Items listed in a dataset:
PR #3475, opened 2025-12-29
Number hint not working issue

jaypanchal-13:
## Product Description
 Ticket -> https://dimagi.atlassian.net/browse/CCCT-1688

## Technical Summary
- Enhance log for failure

## Labels and Review

### DIFF
--- a/app/res/drawable/ic_connect_warning.xml
+++ b/app/res/drawable/ic_connect_warning.xml
@@ -1,0 +1,13 @@
+<vector xmlns:android="http://schemas.android.com/apk/res/android"
+    android:width="20dp"
+    android:height="20dp"
+    android:viewportWidth="20"
+    android:viewportHeight="20">
+  <group>
+    <clip-path
+        android:pathData="M0,0h20v20h-20z"/>
+    <path
+        android:pathData="M1.555,17.083L10,2.5L18.445,17.083H1.555ZM3.708,15.833H16.292L10,5L3.708,15.833ZM10,14.84C10.191,14.84 10.351,14.775 10.48,14.646C10.609,14.517 10.673,14.357 10.673,14.167C10.673,13.976 10.609,13.816 10.48,13.687C10.351,13.558 10.191,13.493 10,13.493C9.809,13.493 9.649,13.558 9.52,13.687C9.391,13.816 9.327,13.976 9.327,14.167C9.327,14.357 9.391,14.517 9.52,14.646C9.649,14.775 9.809,14.84 10,14.84ZM9.375,12.66H10.625V8.494H9.375V12.66Z"
+        android:fillColor="#1F2937"/>
+  </group>
+</vector>
--- a/app/res/layout-land/home_screen.xml
+++ b/app/res/layout-land/home_screen.xml
@@ -64,6 +64,17 @@
                     android:paddingTop="35dp"
                     android:paddingEnd="15dp">
 
+                    <ImageView
+                        android:id="@+id/ivConnectMessageWarningIcon"
+                        android:layout_width="wrap_content"
+                        android:layout_height="wrap_content"
+                        android:contentDescription="@null"
+                        android:src="@drawable/ic_connect_warning"
+                        app:layout_constraintTop_toTopOf="parent"
+                        app:layout_constraintStart_toStartOf="parent"
+                        app:layout_constraintBottom_toBottomOf="parent"
+                        android:paddingEnd="10dp"/>
+
                     <TextView
                         android:id="@+id/tvConnectMessage"
                         android:layout_width="0dp"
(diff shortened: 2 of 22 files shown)


app/src/org/commcare/utils/PhoneNumberHelper.java
```diff
@@ -134,9 +132,12 @@ public static void requestPhoneNumberHint(ActivityResultLauncher<IntentSenderReq
                         IntentSenderRequest intentSenderRequest = new IntentSenderRequest.Builder(pendingIntent).build();
                         phoneNumberHintLauncher.launch(intentSenderRequest);
                     } catch (Exception e) {
+                        FirebaseAnalyticsUtil.reportPhoneNumberHintFailure(e.getMessage());
```
shubham1g5: we don't want to log this to analytics but only with `Logger.exception` as non-fatals

app/src/org/commcare/utils/PhoneNumberHelper.java
```diff
@@ -82,31 +83,28 @@ public boolean isValidPhoneNumber(String phone) {
...
      */
     public long getNationalNumber(String phone) {
         try {
-            Phonenumber.PhoneNumber phoneNumber = phoneNumberUtil.parse(phone, null);
-            if (phoneNumberUtil.isValidNumber(phoneNumber)) {
-                return phoneNumber.getNationalNumber();
-            }
+            Phonenumber.PhoneNumber phoneNumber =
+                    phoneNumberUtil.parse(phone, "ZZ");
+            return phoneNumber.getNationalNumber();
```
shubham1g5: can we explain the two changes here and how do they solve the issue in technical description for PR.

app/src/org/commcare/utils/PhoneNumberHelper.java
```diff
@@ -82,31 +83,28 @@ public boolean isValidPhoneNumber(String phone) {
...
-            Phonenumber.PhoneNumber phoneNumber = phoneNumberUtil.parse(phone, null);
-            if (phoneNumberUtil.isValidNumber(phoneNumber)) {
-                return phoneNumber.getCountryCode();
-            }
+            Phonenumber.PhoneNumber phoneNumber =
+                    phoneNumberUtil.parse(phone, "ZZ");
+            return phoneNumber.getCountryCode();
         } catch (NumberParseException e) {
-            // Ignore
+            return -1;
```
shubham1g5: we should instead just be logging these using Logger.exception

conroy-ricketts (commented):
I have no other concerns besides what Shubham said

OrangeAndGreen (changes requested):
Generally seconding what Shubham pointed out in his comments, specifically:
1. We should keep the isValidNumber checks and just return early when the user hasn't typed a valid number yet (shouldn't report any exception)
2. When we encounter an exception trying to get the country code or national number, we should log it with Logger.exception (no need for analytics)

app/src/org/commcare/utils/PhoneNumberHelper.java
```diff
@@ -82,31 +83,28 @@ public boolean isValidPhoneNumber(String phone) {
      */
     public int getCountryCode(String phone) {
         try {
-            Phonenumber.PhoneNumber phoneNumber = phoneNumberUtil.parse(phone, null);
-            if (phoneNumberUtil.isValidNumber(phoneNumber)) {
-                return phoneNumber.getCountryCode();
-            }
+            Phonenumber.PhoneNumber phoneNumber =
+                    phoneNumberUtil.parse(phone, "ZZ");
```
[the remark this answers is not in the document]
conroy-ricketts: That makes sense to me. Can we add a short code comment here for using "ZZ" for future reference?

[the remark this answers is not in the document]
shubham1g5: @jaypanchal-13 Where is `+974` coming from in your video ? To me the issue seems to be that we are populating incorrect country code (as it should be +91) ?

> if google number hint does not contain '+' in number at that time isValidNumber returns -1.

Would adding `+` before passing this to `isValidNumber` resolve this ?


> I think the key here will be to get this working with the isValidNumber check still involved.

Agree with this.

jaypanchal-13:
> @jaypanchal-13 Sounds good for the issue described on the ticket.
> 
> Reg. the issue you discovered, it feels like we should be solving that in context of this ticket as users might be encountering that too. It feels like a simple fix to me to just add a `+` to the number when it's not present before passing it to `isValidNumber`. Are you able to confirm that ?

> @shubham1g5 + is already added at the time of getting country code. I am getting issue because I am getting +44 as country code and + is not added in sim number in setting(Every device does not have option to add and remove + in settings. I have so if I add + before number it works and if I do not add + it do not paste number in edit text) both together. Lastly adding + logic is already added while setting country code. So we are getting full number with +.

PR #3487, opened 2026-01-13
Discard stale locations based on an App Setting

shubham1g5:
## Product Summary

https://dimagi.atlassian.net/browse/CCCT-2051

The PR adds a new app setting behind key `cc-discard-stale-locations` which apps can implement to discard any stale locations from GPS. This is an experimental setting at the moment and will be applied using the [custom properties](https://dimagi.atlassian.net/wiki/spaces/GS/pages/2146603845/Allow+users+to+add+arbitrary+custom+properties+to+their+application) section on the app. 

We are checking whether the location is older than 2 minutes old and discarding if so. The idea is for us to see whether adding this setting results in these apps getting more accurate location capture in the forms. 

## Technical Summary

We are also adding a non-fatal log everytime we are encountering the stale location to see how often scenarios like that happen. The check is not behind the custom app preperty as we want to get this data across our user base. Our current understanding is this is very rare and we want to validate this with the log. 

There is an addition log added "Location Received" which is meant to signify whether there was a location update before the stale update to confirm the hypothesis that the stale locations are always sent as the first location and not thereafter. 

## Safety Assurance

The functional change is behind a custom app property that will be tested by QA before we release. 

## Labels and Review

### DIFF
--- a/app/src/org/commcare/gis/EntityMapUtils.kt
+++ b/app/src/org/commcare/gis/EntityMapUtils.kt
@@ -19,7 +19,6 @@ import java.util.Vector
 import javax.annotation.Nullable
 
 object EntityMapUtils {
-
     // Field template form name constants
     private const val TEMPLATE_FORM_ADDRESS = "address"
     private const val TEMPLATE_FORM_GEO_BOUNDARY = "geo_boundary"
@@ -28,7 +27,10 @@ object EntityMapUtils {
     private const val TEMPLATE_FORM_GEO_POINTS_COLORS = "geo_points_colors_hex"
 
     @JvmStatic
-    private fun getHeaderText(detail: Detail, templateFormName: String): String? {
+    private fun getHeaderText(
+        detail: Detail,
+        templateFormName: String,
+    ): String? {
         for (i in 0 until detail.templateForms.size) {
             if (templateFormName == detail.templateForms[i]) {
                 return detail.fields[i].header.evaluate()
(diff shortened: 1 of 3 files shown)


shubham1g5:
@conroy-ricketts @OrangeAndGreen this work evolved a bit more into an functional change I am planning to deploy as hotfix soon as it's becoming critical for Connect to get this data asap. I haved added more details into PR description. 


> We could also consider logging the location age in analytics in a similar fashion, which would allow us to get a better view of typical location ages rather than just a flag of those greater than 2 minutes. It would then be trivial to query for location ages >2 minutes or any other threshold

Think at this moment, we don't really care how old are these locations and more interested in how often this happens. I also think it's very likely that we will get a really big spectrum of these values based on what was the last time user got a location fix on their device.

shubham1g5:
> I think the difference is between logging:

Was the first location received stale when the user entered the page?
OR
Was the final location stale when the page finished?

I could not find a easy solution here other than logging [another non-fatal](https://github.com/dimagi/commcare-android/pull/3487/changes/acc20406209a314dd9234d811e209e3f2ce113c4) for when we are saving this

conroy-ricketts (dismissed):

OrangeAndGreen (dismissed):

shubham1g5:
I am not able to satisfy KTlint on this PR, think the super-linter might need an upgrade to count for latest ktlint version.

**Your task**
Which of the lines above include the string "conroy"? Pick them out and copy them.

**Completed exercise**
conroy-ricketts (commented):
conroy-ricketts: That makes sense to me. Can we add a short code comment here for using "ZZ" for future reference?
@conroy-ricketts @OrangeAndGreen this work evolved a bit more into an functional change I am planning to deploy as hotfix soon as it's becoming critical for Connect to get this data asap. I haved added more details into PR description. 
conroy-ricketts (dismissed):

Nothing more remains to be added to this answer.